The problem – When you reach the line that contains "since we don't" in the data below, start reproducing lines exactly, and stop after the line that contains "fgimenez: rehearse plugin".

Input –
*** Begin section ***

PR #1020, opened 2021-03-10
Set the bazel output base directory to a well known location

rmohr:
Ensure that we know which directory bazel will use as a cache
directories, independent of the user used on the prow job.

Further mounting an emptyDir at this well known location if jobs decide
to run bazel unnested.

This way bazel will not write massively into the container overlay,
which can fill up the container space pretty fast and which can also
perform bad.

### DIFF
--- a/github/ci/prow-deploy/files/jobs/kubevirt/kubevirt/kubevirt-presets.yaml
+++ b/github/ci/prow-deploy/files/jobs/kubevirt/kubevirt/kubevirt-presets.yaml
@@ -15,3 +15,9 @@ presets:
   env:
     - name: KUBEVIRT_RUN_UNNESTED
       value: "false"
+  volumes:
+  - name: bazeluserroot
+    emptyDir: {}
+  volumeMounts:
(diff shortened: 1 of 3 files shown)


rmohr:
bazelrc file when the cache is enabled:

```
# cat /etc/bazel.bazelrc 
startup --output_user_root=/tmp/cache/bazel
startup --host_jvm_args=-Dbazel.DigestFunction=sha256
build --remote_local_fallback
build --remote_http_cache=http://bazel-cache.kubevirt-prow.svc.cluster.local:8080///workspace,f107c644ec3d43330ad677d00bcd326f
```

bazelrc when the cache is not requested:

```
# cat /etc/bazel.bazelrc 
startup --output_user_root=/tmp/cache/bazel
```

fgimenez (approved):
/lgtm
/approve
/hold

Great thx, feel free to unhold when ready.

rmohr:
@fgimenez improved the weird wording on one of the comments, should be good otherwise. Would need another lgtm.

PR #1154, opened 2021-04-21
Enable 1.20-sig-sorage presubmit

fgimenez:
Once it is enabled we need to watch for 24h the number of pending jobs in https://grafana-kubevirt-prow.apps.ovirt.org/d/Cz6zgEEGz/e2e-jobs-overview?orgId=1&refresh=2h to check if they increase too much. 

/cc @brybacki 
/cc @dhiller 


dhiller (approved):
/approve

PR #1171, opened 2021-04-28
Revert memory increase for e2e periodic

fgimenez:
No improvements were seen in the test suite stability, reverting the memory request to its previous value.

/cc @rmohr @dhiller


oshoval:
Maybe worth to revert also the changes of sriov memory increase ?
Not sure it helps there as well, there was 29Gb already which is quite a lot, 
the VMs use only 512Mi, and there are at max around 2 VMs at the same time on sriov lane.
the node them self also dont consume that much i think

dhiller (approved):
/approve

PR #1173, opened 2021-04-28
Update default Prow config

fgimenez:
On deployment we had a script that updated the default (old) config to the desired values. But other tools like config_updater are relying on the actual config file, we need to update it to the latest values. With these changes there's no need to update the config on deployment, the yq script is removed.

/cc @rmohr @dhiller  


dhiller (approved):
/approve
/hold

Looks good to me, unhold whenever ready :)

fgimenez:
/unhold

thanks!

*** End section ***
*** Begin section ***

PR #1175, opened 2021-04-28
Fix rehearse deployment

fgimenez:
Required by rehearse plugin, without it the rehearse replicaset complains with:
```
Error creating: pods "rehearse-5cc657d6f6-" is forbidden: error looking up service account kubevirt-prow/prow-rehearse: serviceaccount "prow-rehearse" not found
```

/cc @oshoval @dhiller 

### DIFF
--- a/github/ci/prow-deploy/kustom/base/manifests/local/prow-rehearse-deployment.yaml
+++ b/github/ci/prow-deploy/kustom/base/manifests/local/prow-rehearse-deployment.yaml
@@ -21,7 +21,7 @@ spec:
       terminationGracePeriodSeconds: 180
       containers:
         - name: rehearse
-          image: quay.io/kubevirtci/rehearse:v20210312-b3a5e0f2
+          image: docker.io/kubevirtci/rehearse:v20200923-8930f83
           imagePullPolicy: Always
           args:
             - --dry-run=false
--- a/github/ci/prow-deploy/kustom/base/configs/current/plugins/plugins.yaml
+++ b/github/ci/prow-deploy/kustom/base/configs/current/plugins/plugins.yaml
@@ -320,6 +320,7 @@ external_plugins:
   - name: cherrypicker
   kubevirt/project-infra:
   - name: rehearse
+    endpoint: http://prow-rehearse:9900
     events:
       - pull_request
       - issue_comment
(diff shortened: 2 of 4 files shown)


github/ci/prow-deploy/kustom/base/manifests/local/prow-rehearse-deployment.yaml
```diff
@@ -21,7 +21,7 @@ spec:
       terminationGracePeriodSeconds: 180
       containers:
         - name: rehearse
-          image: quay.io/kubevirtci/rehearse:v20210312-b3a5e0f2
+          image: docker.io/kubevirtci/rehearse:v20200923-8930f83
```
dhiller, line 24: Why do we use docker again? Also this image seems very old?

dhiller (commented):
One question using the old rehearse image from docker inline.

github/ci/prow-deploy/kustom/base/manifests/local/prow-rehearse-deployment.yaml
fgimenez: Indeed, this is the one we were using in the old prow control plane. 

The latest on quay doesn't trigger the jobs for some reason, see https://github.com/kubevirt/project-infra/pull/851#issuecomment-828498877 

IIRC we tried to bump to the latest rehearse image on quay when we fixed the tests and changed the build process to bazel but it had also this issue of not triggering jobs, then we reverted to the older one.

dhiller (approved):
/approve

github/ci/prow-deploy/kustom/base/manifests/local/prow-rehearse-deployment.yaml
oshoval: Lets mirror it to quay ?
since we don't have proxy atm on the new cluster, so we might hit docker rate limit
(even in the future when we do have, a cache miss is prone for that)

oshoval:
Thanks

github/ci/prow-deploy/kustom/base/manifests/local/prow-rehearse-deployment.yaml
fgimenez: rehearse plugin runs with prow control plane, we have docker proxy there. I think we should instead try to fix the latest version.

*** End section ***

Exercise response –
since we don't have proxy atm on the new cluster, so we might hit docker rate limit
(even in the future when we do have, a cache miss is prone for that)

oshoval:
Thanks

github/ci/prow-deploy/kustom/base/manifests/local/prow-rehearse-deployment.yaml
fgimenez: rehearse plugin runs with prow control plane, we have docker proxy there. I think we should instead try to fix the latest version.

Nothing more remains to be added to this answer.